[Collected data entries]
--*--
Issue #295, opened 2024-03-22
Enumeration in worker executor service


vigoo:
Create a new service trait and implementation in `worker-executor-service-base` with two public operations (in pseudo code):

- `get-running-workers(template_id, filter) -> vec<metadata>`
- `scan-workers(template_id, filter, precise, cursor) -> option<(cursor, vec<metadata>)>`

This service should have a default “live implementation”, which:

- uses the `ActiveWorkers`  to enumerate all workers in memory
- uses a combination of `Redis` and the `WorkerService` to perform the `SCAN` to lazily enumerate all workers

Both operations should use a common implementation of applying the filter to the chunk of worker metadata.

We should have a `precise` bool flag (or some mode enum with two modes for now) with the following meaning:

- When it is `true`, `scan-workers` must check every worker metadata’s cached part (`WorkerStatusRecord` in the code) to see if it’s `oplog_index` is the same as the oplog’s size (requires a `XLEN` redis operation - to be done through `OplogService`). If not, an up-to-date `WorkerStatusRecord` needs to be generated `calculate_last_known_status`. This needs to be done *before* applying the filters (at least that part of the filter which is related to status)

Issue #296, opened 2024-03-22
Expose the worker enumeration interface via gRPC


vigoo:
Expose the two methods defined in https://github.com/golemcloud/golem/issues/295 via gRPC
--*--
** WHAT TO PRODUCE **
I would like you to return every entry exactly, with nothing changed.

** WRITTEN RESPONSE **
Issue #295, opened 2024-03-22
Enumeration in worker executor service


vigoo:
Create a new service trait and implementation in `worker-executor-service-base` with two public operations (in pseudo code):

- `get-running-workers(template_id, filter) -> vec<metadata>`
- `scan-workers(template_id, filter, precise, cursor) -> option<(cursor, vec<metadata>)>`

This service should have a default “live implementation”, which:

- uses the `ActiveWorkers`  to enumerate all workers in memory
- uses a combination of `Redis` and the `WorkerService` to perform the `SCAN` to lazily enumerate all workers

Both operations should use a common implementation of applying the filter to the chunk of worker metadata.

We should have a `precise` bool flag (or some mode enum with two modes for now) with the following meaning:

- When it is `true`, `scan-workers` must check every worker metadata’s cached part (`WorkerStatusRecord` in the code) to see if it’s `oplog_index` is the same as the oplog’s size (requires a `XLEN` redis operation - to be done through `OplogService`). If not, an up-to-date `WorkerStatusRecord` needs to be generated `calculate_last_known_status`. This needs to be done *before* applying the filters (at least that part of the filter which is related to status)

Issue #296, opened 2024-03-22
Expose the worker enumeration interface via gRPC


vigoo:
Expose the two methods defined in https://github.com/golemcloud/golem/issues/295 via gRPC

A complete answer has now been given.